> [Work request]: Transcribe the listing precisely, entry by entry.
········
PR #6748, opened 2022-02-17
crew: Allow package name starts with digits

supechicken:
Due to the restriction with ruby's `class` naming system (a capital letter must be the first character of a `class` name), we are unable to name packages with a name that starts with digits (like `class 7_zip < Package`).

This PR allows package names with digits as the beginning, but the package class needs to be named with the prefix `PKG_`.

Tested on `x86_64`

### Example:
```ruby
# an `PKG_` prefix is not needed in the package recipe's filename
# /usr/local/lib/crew/packages/7_zip.rb

# an `PKG_` prefix is needed in the package's class name
class PKG_7_zip < Package
```

```
CREW_TESTING_REPO=https://github.com/supechicken/chromebrew.git CREW_TESTING_BRANCH=pkgname_start_with_number CREW_TESTING=1 crew update
```

### DIFF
········
> [Response to the task]:
PR #6748, opened 2022-02-17
crew: Allow package name starts with digits

supechicken:
Due to the restriction with ruby's `class` naming system (a capital letter must be the first character of a `class` name), we are unable to name packages with a name that starts with digits (like `class 7_zip < Package`).

This PR allows package names with digits as the beginning, but the package class needs to be named with the prefix `PKG_`.

Tested on `x86_64`

### Example:
```ruby
# an `PKG_` prefix is not needed in the package recipe's filename
# /usr/local/lib/crew/packages/7_zip.rb

# an `PKG_` prefix is needed in the package's class name
class PKG_7_zip < Package
```

```
CREW_TESTING_REPO=https://github.com/supechicken/chromebrew.git CREW_TESTING_BRANCH=pkgname_start_with_number CREW_TESTING=1 crew update
```

### DIFF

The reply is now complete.